## Task item
Tally the lines in the data below in which the word "session" occurs, then give only the total.

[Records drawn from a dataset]
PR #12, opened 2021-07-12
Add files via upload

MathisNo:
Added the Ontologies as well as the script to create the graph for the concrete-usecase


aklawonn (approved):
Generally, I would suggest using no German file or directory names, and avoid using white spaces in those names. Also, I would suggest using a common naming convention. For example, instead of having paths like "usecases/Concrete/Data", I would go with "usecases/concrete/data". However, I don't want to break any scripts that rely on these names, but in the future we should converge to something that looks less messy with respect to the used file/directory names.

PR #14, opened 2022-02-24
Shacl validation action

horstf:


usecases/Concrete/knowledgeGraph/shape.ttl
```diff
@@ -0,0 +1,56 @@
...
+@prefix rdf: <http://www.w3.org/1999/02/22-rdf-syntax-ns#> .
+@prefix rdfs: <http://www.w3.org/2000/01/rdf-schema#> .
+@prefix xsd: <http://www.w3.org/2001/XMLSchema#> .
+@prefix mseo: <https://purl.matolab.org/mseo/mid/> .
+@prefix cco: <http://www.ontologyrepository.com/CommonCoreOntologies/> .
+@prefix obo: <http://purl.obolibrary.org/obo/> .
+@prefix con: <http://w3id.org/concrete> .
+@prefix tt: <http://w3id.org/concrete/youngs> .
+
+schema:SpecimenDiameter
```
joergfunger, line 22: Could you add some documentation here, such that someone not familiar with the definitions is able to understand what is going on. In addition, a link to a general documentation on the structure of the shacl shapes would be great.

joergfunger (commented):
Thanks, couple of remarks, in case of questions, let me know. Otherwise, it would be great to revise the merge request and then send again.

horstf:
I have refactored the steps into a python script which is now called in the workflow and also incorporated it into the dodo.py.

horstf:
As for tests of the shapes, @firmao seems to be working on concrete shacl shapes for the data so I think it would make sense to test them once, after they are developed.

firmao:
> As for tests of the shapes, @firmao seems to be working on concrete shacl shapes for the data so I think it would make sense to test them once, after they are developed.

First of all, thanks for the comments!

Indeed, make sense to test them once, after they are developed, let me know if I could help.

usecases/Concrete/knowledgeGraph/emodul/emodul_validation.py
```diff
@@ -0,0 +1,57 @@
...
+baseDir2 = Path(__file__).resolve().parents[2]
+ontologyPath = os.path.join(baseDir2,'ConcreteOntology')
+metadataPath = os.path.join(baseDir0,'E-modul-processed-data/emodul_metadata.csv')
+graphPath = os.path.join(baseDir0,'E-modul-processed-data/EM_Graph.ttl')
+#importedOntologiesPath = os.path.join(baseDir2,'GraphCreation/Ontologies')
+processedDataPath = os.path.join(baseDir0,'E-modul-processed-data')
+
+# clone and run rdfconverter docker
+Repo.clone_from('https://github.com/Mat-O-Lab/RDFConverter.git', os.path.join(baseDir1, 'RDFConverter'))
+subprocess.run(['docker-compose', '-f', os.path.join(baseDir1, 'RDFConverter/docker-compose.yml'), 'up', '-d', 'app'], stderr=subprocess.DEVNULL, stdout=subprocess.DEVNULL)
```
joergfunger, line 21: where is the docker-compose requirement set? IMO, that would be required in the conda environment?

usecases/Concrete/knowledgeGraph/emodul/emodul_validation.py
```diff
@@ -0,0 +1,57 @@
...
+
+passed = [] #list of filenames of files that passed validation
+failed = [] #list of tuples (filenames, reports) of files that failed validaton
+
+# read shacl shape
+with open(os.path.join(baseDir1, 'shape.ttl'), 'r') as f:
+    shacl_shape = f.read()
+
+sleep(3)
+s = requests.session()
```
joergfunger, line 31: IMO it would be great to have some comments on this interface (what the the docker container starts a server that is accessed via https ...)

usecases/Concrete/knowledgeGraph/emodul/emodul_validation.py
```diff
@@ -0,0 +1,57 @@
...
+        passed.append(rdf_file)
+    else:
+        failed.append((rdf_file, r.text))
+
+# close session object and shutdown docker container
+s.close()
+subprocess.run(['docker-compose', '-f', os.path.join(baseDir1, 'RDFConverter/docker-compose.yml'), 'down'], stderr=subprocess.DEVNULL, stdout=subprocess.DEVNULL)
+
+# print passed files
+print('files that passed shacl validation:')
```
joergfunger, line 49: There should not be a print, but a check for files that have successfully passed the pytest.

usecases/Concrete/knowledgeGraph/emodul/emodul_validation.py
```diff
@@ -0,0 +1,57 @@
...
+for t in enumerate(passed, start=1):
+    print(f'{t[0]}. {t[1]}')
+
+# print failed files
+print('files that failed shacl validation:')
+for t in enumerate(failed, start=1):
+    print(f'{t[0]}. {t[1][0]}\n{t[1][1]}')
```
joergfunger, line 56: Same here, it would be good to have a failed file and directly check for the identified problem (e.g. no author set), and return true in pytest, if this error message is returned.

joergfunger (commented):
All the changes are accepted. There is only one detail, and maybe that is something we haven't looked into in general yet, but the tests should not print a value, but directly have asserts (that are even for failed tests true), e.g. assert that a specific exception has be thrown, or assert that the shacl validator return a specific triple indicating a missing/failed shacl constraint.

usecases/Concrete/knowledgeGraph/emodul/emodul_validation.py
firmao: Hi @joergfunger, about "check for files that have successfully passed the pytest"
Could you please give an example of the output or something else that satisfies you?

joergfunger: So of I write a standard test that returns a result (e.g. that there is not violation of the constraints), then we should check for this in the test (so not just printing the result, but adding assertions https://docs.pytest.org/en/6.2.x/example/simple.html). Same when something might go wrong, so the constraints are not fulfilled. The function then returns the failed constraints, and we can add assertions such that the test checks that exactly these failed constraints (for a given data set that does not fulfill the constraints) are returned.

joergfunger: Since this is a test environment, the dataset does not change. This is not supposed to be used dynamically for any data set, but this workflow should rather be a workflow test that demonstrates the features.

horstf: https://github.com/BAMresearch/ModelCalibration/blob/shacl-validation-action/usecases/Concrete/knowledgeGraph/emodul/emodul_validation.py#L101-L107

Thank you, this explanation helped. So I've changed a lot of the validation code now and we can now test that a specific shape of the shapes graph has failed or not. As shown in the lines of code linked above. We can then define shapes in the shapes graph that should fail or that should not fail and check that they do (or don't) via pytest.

## Response area
2